PROBLEM TO WORK ON:
Every line in the material below that includes "sops" should be copied.

INPUT DATA:
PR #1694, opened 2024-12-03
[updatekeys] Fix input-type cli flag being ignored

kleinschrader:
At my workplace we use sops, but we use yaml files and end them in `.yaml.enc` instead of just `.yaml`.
--
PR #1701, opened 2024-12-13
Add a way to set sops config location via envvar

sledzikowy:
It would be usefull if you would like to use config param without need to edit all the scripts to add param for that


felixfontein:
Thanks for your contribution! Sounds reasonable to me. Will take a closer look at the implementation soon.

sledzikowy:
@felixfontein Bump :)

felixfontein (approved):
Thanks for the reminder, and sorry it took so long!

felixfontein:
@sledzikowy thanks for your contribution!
* * *
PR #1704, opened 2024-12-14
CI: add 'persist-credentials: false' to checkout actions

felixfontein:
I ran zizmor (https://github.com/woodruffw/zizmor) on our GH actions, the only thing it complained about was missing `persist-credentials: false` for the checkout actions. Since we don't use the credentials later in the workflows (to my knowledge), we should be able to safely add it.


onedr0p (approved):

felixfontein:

FINAL ANSWER:
At my workplace we use sops, but we use yaml files and end them in `.yaml.enc` instead of just `.yaml`.
Add a way to set sops config location via envvar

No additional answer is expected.